[EXERCISE BRIEF] The records that follow need to be output exactly as they are.

[EXTRACTED INFORMATION]
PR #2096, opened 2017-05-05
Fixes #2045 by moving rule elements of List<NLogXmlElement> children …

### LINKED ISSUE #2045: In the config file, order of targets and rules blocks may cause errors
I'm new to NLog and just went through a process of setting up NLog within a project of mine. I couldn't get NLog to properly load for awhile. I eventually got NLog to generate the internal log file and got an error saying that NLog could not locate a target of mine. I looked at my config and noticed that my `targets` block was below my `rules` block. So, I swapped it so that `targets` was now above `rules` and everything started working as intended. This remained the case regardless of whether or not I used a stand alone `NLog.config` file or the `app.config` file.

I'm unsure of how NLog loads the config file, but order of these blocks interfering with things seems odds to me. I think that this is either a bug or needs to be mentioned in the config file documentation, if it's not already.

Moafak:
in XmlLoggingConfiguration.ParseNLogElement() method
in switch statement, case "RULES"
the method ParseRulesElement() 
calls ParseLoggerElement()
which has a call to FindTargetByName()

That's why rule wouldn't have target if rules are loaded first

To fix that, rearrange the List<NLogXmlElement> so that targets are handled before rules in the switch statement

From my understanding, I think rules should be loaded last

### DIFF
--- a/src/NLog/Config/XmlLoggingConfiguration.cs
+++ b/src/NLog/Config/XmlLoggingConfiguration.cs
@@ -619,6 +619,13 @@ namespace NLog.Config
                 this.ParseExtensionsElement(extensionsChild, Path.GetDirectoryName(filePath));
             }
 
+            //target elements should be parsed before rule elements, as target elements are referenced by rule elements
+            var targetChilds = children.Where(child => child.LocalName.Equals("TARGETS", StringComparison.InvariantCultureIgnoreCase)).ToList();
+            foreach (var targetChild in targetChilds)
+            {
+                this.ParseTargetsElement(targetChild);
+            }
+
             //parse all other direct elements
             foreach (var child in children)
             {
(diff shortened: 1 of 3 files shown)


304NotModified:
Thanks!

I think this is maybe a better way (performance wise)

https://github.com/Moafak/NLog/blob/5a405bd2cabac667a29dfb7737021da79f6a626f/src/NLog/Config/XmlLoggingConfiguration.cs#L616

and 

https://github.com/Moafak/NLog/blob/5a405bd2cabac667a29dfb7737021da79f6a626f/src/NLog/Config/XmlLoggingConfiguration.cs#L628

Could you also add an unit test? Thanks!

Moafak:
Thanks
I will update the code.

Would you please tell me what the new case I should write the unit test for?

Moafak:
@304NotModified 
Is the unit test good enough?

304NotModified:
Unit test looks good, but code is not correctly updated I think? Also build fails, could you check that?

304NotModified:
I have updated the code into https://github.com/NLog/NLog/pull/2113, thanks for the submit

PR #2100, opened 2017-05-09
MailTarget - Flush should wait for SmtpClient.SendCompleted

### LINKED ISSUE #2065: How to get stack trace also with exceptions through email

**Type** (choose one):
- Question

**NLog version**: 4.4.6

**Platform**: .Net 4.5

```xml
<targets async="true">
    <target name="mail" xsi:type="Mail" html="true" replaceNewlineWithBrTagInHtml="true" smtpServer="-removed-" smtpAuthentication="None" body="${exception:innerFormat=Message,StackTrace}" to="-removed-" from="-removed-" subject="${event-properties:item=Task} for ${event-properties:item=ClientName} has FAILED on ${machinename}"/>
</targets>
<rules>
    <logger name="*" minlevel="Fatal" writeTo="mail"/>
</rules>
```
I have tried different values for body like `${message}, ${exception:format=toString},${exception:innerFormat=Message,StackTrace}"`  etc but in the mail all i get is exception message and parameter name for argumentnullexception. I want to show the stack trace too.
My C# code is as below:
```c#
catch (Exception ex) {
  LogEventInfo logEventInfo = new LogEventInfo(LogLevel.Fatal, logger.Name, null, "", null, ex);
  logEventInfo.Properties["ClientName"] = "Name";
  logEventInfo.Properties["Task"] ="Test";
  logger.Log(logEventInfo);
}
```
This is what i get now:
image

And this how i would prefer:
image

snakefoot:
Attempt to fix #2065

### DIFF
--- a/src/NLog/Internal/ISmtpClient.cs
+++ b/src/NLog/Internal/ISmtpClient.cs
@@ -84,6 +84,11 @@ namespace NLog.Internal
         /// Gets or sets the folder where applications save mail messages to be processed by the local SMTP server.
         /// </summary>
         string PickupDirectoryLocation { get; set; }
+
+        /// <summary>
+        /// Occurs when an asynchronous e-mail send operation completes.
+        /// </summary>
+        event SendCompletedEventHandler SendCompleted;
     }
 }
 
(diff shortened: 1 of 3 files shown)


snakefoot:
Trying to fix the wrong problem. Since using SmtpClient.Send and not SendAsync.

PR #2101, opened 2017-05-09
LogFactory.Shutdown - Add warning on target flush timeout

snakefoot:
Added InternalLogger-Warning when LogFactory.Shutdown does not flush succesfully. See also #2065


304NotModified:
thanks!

[ANSWER BOX]
PR #2096, opened 2017-05-05
Fixes #2045 by moving rule elements of List<NLogXmlElement> children …

### LINKED ISSUE #2045: In the config file, order of targets and rules blocks may cause errors
I'm new to NLog and just went through a process of setting up NLog within a project of mine. I couldn't get NLog to properly load for awhile. I eventually got NLog to generate the internal log file and got an error saying that NLog could not locate a target of mine. I looked at my config and noticed that my `targets` block was below my `rules` block. So, I swapped it so that `targets` was now above `rules` and everything started working as intended. This remained the case regardless of whether or not I used a stand alone `NLog.config` file or the `app.config` file.

I'm unsure of how NLog loads the config file, but order of these blocks interfering with things seems odds to me. I think that this is either a bug or needs to be mentioned in the config file documentation, if it's not already.

Moafak:
in XmlLoggingConfiguration.ParseNLogElement() method
in switch statement, case "RULES"
the method ParseRulesElement() 
calls ParseLoggerElement()
which has a call to FindTargetByName()

That's why rule wouldn't have target if rules are loaded first

To fix that, rearrange the List<NLogXmlElement> so that targets are handled before rules in the switch statement

From my understanding, I think rules should be loaded last

### DIFF
--- a/src/NLog/Config/XmlLoggingConfiguration.cs
+++ b/src/NLog/Config/XmlLoggingConfiguration.cs
@@ -619,6 +619,13 @@ namespace NLog.Config
                 this.ParseExtensionsElement(extensionsChild, Path.GetDirectoryName(filePath));
             }
 
+            //target elements should be parsed before rule elements, as target elements are referenced by rule elements
+            var targetChilds = children.Where(child => child.LocalName.Equals("TARGETS", StringComparison.InvariantCultureIgnoreCase)).ToList();
+            foreach (var targetChild in targetChilds)
+            {
+                this.ParseTargetsElement(targetChild);
+            }
+
             //parse all other direct elements
             foreach (var child in children)
             {
(diff shortened: 1 of 3 files shown)


304NotModified:
Thanks!

I think this is maybe a better way (performance wise)

https://github.com/Moafak/NLog/blob/5a405bd2cabac667a29dfb7737021da79f6a626f/src/NLog/Config/XmlLoggingConfiguration.cs#L616

and 

https://github.com/Moafak/NLog/blob/5a405bd2cabac667a29dfb7737021da79f6a626f/src/NLog/Config/XmlLoggingConfiguration.cs#L628

Could you also add an unit test? Thanks!

Moafak:
Thanks
I will update the code.

Would you please tell me what the new case I should write the unit test for?

Moafak:
@304NotModified 
Is the unit test good enough?

304NotModified:
Unit test looks good, but code is not correctly updated I think? Also build fails, could you check that?

304NotModified:
I have updated the code into https://github.com/NLog/NLog/pull/2113, thanks for the submit

PR #2100, opened 2017-05-09
MailTarget - Flush should wait for SmtpClient.SendCompleted

### LINKED ISSUE #2065: How to get stack trace also with exceptions through email

**Type** (choose one):
- Question

**NLog version**: 4.4.6

**Platform**: .Net 4.5

```xml
<targets async="true">
    <target name="mail" xsi:type="Mail" html="true" replaceNewlineWithBrTagInHtml="true" smtpServer="-removed-" smtpAuthentication="None" body="${exception:innerFormat=Message,StackTrace}" to="-removed-" from="-removed-" subject="${event-properties:item=Task} for ${event-properties:item=ClientName} has FAILED on ${machinename}"/>
</targets>
<rules>
    <logger name="*" minlevel="Fatal" writeTo="mail"/>
</rules>
```
I have tried different values for body like `${message}, ${exception:format=toString},${exception:innerFormat=Message,StackTrace}"`  etc but in the mail all i get is exception message and parameter name for argumentnullexception. I want to show the stack trace too.
My C# code is as below:
```c#
catch (Exception ex) {
  LogEventInfo logEventInfo = new LogEventInfo(LogLevel.Fatal, logger.Name, null, "", null, ex);
  logEventInfo.Properties["ClientName"] = "Name";
  logEventInfo.Properties["Task"] ="Test";
  logger.Log(logEventInfo);
}
```
This is what i get now:
image

And this how i would prefer:
image

snakefoot:
Attempt to fix #2065

### DIFF
--- a/src/NLog/Internal/ISmtpClient.cs
+++ b/src/NLog/Internal/ISmtpClient.cs
@@ -84,6 +84,11 @@ namespace NLog.Internal
         /// Gets or sets the folder where applications save mail messages to be processed by the local SMTP server.
         /// </summary>
         string PickupDirectoryLocation { get; set; }
+
+        /// <summary>
+        /// Occurs when an asynchronous e-mail send operation completes.
+        /// </summary>
+        event SendCompletedEventHandler SendCompleted;
     }
 }
 
(diff shortened: 1 of 3 files shown)


snakefoot:
Trying to fix the wrong problem. Since using SmtpClient.Send and not SendAsync.

PR #2101, opened 2017-05-09
LogFactory.Shutdown - Add warning on target flush timeout

snakefoot:
Added InternalLogger-Warning when LogFactory.Shutdown does not flush succesfully. See also #2065


304NotModified:
thanks!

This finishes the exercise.